PR #2924, opened 2016-08-02
WT-2804 Don't read values in a tree without a snapshot.

michaelcahill:
Improve two recent assertions, one from WT-2798 relating to writing
metadata updates to disk that are part of a running transaction, and
another from WT-2802 that checks that we don't try to copy values from a
cursor without a transaction pinned.  The latter doesn't apply to
cursors on checkpoints (including chunk cursors in an LSM tree).

### DIFF
--- a/src/reconcile/rec_write.c
+++ b/src/reconcile/rec_write.c
@@ -1152,15 +1152,17 @@ __rec_txn_read(WT_SESSION_IMPL *session, WT_RECONCILE *r,
 	if (!skipped &&
 	    (F_ISSET(btree, WT_BTREE_LOOKASIDE) ||
 	    __wt_txn_visible_all(session, max_txn))) {
+#ifdef HAVE_DIAGNOSTIC
 		/*
 		 * The checkpoint transaction is special.  Make sure we never
 		 * write (metadata) updates from a checkpoint in a concurrent
 		 * session.
 		 */
-		WT_ASSERT(session, *updp == NULL ||
-		    (txnid = (*updp)->txnid) == WT_TXN_NONE ||
+		txnid = *updp == NULL ? WT_TXN_NONE : (*updp)->txnid;
+		WT_ASSERT(session, txnid == WT_TXN_NONE ||
 		    txnid != S2C(session)->txn_global.checkpoint_txnid ||
 		    WT_SESSION_IS_CHECKPOINT(session));
+#endif
 		return (0);
 	}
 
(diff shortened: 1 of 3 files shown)


src/session/session_api.c
```diff
@@ -66,11 +66,15 @@ __wt_session_copy_values(WT_SESSION_IMPL *session)
...
-			   WT_TXN_NONE);
+#ifdef HAVE_DIAGNOSTIC
+			/*
+			 * We have to do this with a transaction ID pinned
+			 * unless the cursor is reading from a checkpoint.
+			 */
+			WT_TXN_STATE *txn_state = WT_SESSION_TXN_STATE(session);
+			WT_ASSERT(session, txn_state->snap_min != WT_TXN_NONE ||
+			   (WT_PREFIX_MATCH(cursor->uri, "file:") &&
+			   F_ISSET((WT_CURSOR_BTREE *)cursor, WT_CBT_NO_TXN)));
```
michaelcahill: this is the real fix

src/reconcile/rec_write.c
```diff
@@ -1152,15 +1152,17 @@ __rec_txn_read(WT_SESSION_IMPL *session, WT_RECONCILE *r,
...
 		 * write (metadata) updates from a checkpoint in a concurrent
 		 * session.
 		 */
-		WT_ASSERT(session, *updp == NULL ||
-		    (txnid = (*updp)->txnid) == WT_TXN_NONE ||
+		txnid = *updp == NULL ? WT_TXN_NONE : (*updp)->txnid;
+		WT_ASSERT(session, txnid == WT_TXN_NONE ||
 		    txnid != S2C(session)->txn_global.checkpoint_txnid ||
 		    WT_SESSION_IS_CHECKPOINT(session));
+#endif
```
michaelcahill: Coverity complained about this assertion having a side-effect because it set `txnid`.

michaelcahill:
Hold off reviewing this one -- the new assertion has fired in local testing.

michaelcahill:
The new version has a functional change to rollback during autocommit, it has run 25+ iterations of the first `test/format` config from the ticket.  Previously it hasn't made it past 10.

michaelcahill:
@agorrod, this is ready for review.  Can you please take a look?

michaelcahill:
Thanks @agorrod, it's run 100 iterations of the `test/format` workload now.  I'll merge...

PR #2925, opened 2016-08-02
WT-2770 Add statistics tracking schema operations

sulabhM:
Tracking successful and failed attempts separately for each of the following:
create
compact
drop
rebalance
rename
salvage
truncate
verify


sulabhM:
retest this please

sulabhM:
@daveh86 : Please take a look

dist/stat_data.py
```diff
@@ -336,6 +336,22 @@ def __init__(self, name, desc, flags=''):
     ##########################################
     SessionStat('session_cursor_open', 'open cursor count', 'no_clear,no_scale'),
     SessionStat('session_open', 'open session count', 'no_clear,no_scale'),
+    SessionStat('session_table_compact_fail', 'table compact failed attempts', 'no_clear,no_scale'),
```
sueloverso: It would be more consistent to say `calls` instead of `attemtps` for all of these stats.  See AsyncStats and CursorStats for precedent.

daveh86:
@sulabhM, this LGTM

sulabhM:
@sueloverso : Please take a look, I have addressed your comments.

sueloverso:
Thanks @sulabhM then LGTM

src/session/session_api.c
```diff
@@ -530,6 +534,8 @@ __session_create_readonly(
 	WT_UNUSED(uri);
 	WT_UNUSED(config);
 
+	WT_STAT_FAST_CONN_INCR((WT_SESSION_IMPL *)wt_session,
```
agorrod: @sulabhM Casting a ``WT_SESSION`` to a ``WT_SESSION_IMPL`` uses a certain protocol in the source code at the moment. It always happens via a local variable even if it's only used in one place.

While looking at this code, I realised that there is another problem with the read-only stubs, which is that they don't use the ``SESSION_API_CALL`` macros - which mean that errors will be reported incorrectly. The changes in the readonly stubs would be better if they had the form:

```
@@ -531,12 +531,18 @@ static int
 __session_create_readonly(
     WT_SESSION *wt_session, const char *uri, const char *config)
 {
+       WT_SESSION_IMPL *session;
+
        WT_UNUSED(uri);
        WT_UNUSED(config);

-       WT_STAT_FAST_CONN_INCR((WT_SESSION_IMPL *)wt_session,
-           session_table_create_fail);
-       return (__wt_session_notsup(wt_session));
+       session = (WT_SESSION_IMPL *)wt_session;
+       SESSION_API_CALL_NOCONF(session, create);
+
+
+       WT_STAT_FAST_CONN_INCR(session, session_table_create_fail);
+       ret = __wt_session_notsup(wt_session);
+err:   API_END_RET(session, ret);
 }

 /*
```

sulabhM:
@agorrod : Please take a look now.

src/session/session_api.c
```diff
@@ -527,10 +531,18 @@ static int
...
+
 	WT_UNUSED(uri);
 	WT_UNUSED(config);
 
-	return (__wt_session_notsup(wt_session));
+	session = (WT_SESSION_IMPL *)wt_session;
+	SESSION_API_CALL_NOCONF(session, create);
+
+	WT_STAT_FAST_CONN_INCR(session, session_table_create_fail);
+	ret = __wt_session_notsup(wt_session);
```
agorrod: All callers of ``__wt_session_notsup`` now have a ``WT_SESSION_IMPL`` - it would be better to change the parameter type to the function rather than pass in a ``WT_SESSION``

sulabhM:
@agorrod : Done, please take a look

agorrod:
Thanks @sulabhM lgtm, I'll merge.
_____
- Activity:
Begin with the line that has "another from WT-2802" in the listing above and end after the line that has "--- a/src/reconcile/rec_write.c"; output those lines exactly.

- Answer area:
another from WT-2802 that checks that we don't try to copy values from a
cursor without a transaction pinned.  The latter doesn't apply to
cursors on checkpoints (including chunk cursors in an LSM tree).

### DIFF
--- a/src/reconcile/rec_write.c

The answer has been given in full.